For so-called free-style choppers, a gas tank with a concave bottom, the manufacture of which I described, may be suitable. Well, for those who are interested to see how I made a more complex tank, then we watch the video below, which I published on my suvorov-custom channel as a guide for beginners and in order to fill the gap on this topic on the Russian-speaking Internet. I have no secrets and I think it will be useful for beginners to watch this video, divided into three parts.

Of course, beginners should first try to make a simpler classic tank, and as they gain some experience, move on to more complex products. But still, when making a more complex tank, in the video just below, there are some tips that I hope will be useful to novice customizers.

By the way, I have other videos on working with sheet metal on my suvorov-custom channel (on YouTube), and I hope that over time, as I have free time, I will try to publish more such videos, and in order not to miss new videos, do not forget to subscribe to channel.

As for the wings, of course, they, like the tank, should also fit in style. And for example, bobbers, or radical choppers, may not have a front wing at all, and the rear wing is usually very short. But still, it is better to make a wing for a chopper from scratch, since the alteration of some regular wing does not always coincide with the style of the future custom. In addition, an exclusive wing, made from scratch, will be one and only, and this will add to its coolness.

And if you can still do without a leather hitch, then you can’t do without a seat. But I described how to make a seat for a chopper with my own hands from scratch, and it describes two options for making seats, with a plastic base and with a metal one.

Well, under the article, I publish a useful and interesting video that proves that with skillful hands and a bright head, you can make an excellent custom even from an ancient Japanese motorcycle, and the engine of this motorcycle is not a twin at all, but an in-line four. But it does not spoil the look of the custom at all.

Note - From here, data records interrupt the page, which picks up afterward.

Issue #8717, opened 2023-08-23
One on one: add email validation


igorlesnenko:
we allow to put any custom value to user picker, make sure it is a valid email

PR #8718, opened 2023-08-23
chore(one-on-one): Add team exists warning

igorlesnenko:
Fixes: #8562
Fixes: #8717
Fixes: #8814

- Adds a warning that an one-on-one team already exists within the org and will be reused (or new team will be created if not)
- Adds email validation
- Avatars added to the dropdown menu

Full demo: https://www.loom.com/share/cc57b4b73e3b4ff19ba4cf6c6a30805f

image

image

**How to test:**

- Open one on one meeting page
- Enter custom email, see that a correct warning appears
- Select a user, see that a correct warning appears
- Select a user with whom you already had a meeting in one-on-one team, see that a correct warning appears (Note that now we also check one on one team by `isOneOnOneTeam` flag, so previously created teams might not be counted)
- See that a warning matches the an actual team that will be created/used
- Try to enter incorrect email, see it is not allowed
- See that you can still create simply check-in meeting without issues


igorlesnenko:
@acressall this PR adds last UI fixes to one-on-one, here is the full demo: https://www.loom.com/share/cc57b4b73e3b4ff19ba4cf6c6a30805f

Can you please review?

packages/client/components/ActivityLibrary/IsOneOnOneTeamExists.tsx
```diff
@@ -0,0 +1,57 @@
...
+    }
+  }
+`
+
+interface ComponentProps {
+  queryRef: PreloadedQuery<IsOneOnOneTeamExistsQuery>
+  name: string
+}
+
+const IsOneOnOneTeamExistsComponent = (props: ComponentProps) => {
```
nickoferrall, line 28: +1 we usually create a separate file for a component like this. I think that'd be more consistent with the rest of the codebase

nickoferrall (approved):
I love this feature!

igorlesnenko:
changed meeting name image

acressall (approved):

packages/client/components/ActivityLibrary/IsOneOnOneTeamExists.tsx
Dschoordsch, line 1: +1 `OneOnOneTeamStatus` might be a better name.

packages/server/graphql/public/typeDefs/User.graphql
```diff
@@ -275,7 +275,12 @@ type User {
   """
   Get the list of all organizations a user belongs to
   """
-  organizations: [Organization!]!
+  organizations(
+    """
+    Filter by organization id
+    """
+    id: ID
+  ): [Organization!]!
```
Dschoordsch, line 283: -1 I think as we only allow for 1 id input, there should be a separate singular field `organization(id: ID!)` like we have `teams` and `team` on `User`

Dschoordsch (changes requested):

packages/server/graphql/public/typeDefs/User.graphql
igorlesnenko: @Dschoordsch make sense, just noticed we already had it implemented, fixed!

tghanken (approved):
Looks good from an analytics standpoint.

packages/server/graphql/public/typeDefs/Organization.graphql
```diff
@@ -137,6 +137,11 @@ type Organization {
   """
   orgUserCount: OrgUserCount!
 
+  """
+  Returns one on one team if exists
+  """
+  oneOnOneTeam(oneOnOneTeamInput: CreateOneOnOneTeamInput!): Team
```
Dschoordsch, line 143: -1 this field should only get the `email` of the other user as input, as the org is already given by the parent

Dschoordsch (changes requested):

Dschoordsch (approved):
Did not retest

PR #8728, opened 2023-08-24
fix: user tasks should not return from archived teams

tianrunhe:
# Description

## Demo

## Testing scenarios

- [ ] Scenario A
  - Step 1
  - Step 2...

- [ ] Scenario B
  - Step 1
  - Step 2....

## Final checklist

### DIFF
--- a/packages/server/graphql/getAccessibleTeamIdsForUser.ts
+++ b/packages/server/graphql/getAccessibleTeamIdsForUser.ts
@@ -14,7 +14,6 @@ export const getAccessibleTeamIdsForUser = async (
   teamIds: null | string[],
   dataLoader: DataLoaderWorker
 ) => {
-  const userTeamMembers = await dataLoader.get('teamMembersByUserId').load(userId)
-  const userTeamIds = userTeamMembers.map(({teamId}) => teamId)
-  return teamIds?.length ? teamIds.filter((teamId) => userTeamIds.includes(teamId)) : userTeamIds
+  const user = await dataLoader.get('users').loadNonNull(userId)
+  return teamIds?.length ? teamIds.filter((teamId) => user.tms.includes(teamId)) : user.tms
 }


tianrunhe:
@Dschoordsch I separated the call so timeline page would include archived teams whereas others have only active teams. However it occurs to me we also need to separate that in the `TeamFilter` component: if the timeline include events from the archived teams, users should expect to see the team filter also include them, right? That's why this PR becomes a bit larger. Let me know if there are better ways to handle it! Thank you!

packages/client/components/MyDashboardTimeline.tsx
```diff
@@ -47,6 +47,7 @@ const MyDashboardTimeline = (props: Props) => {
         $userIds: [ID!]
         $eventTypes: [TimelineEventEnum!]
         $teamIds: [ID!]
+        $includeArchived: Boolean = true
```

This video proves once again that you can make a unique custom even out of junk, and I hope that this video will be an incentive for beginners and serve as an impetus to start their further work.

Well, I hope that this article will at least help beginners to build a chopper with their own hands, and maybe in the near future, you will take this matter more seriously and make this exciting activity your main source of income, success to everyone!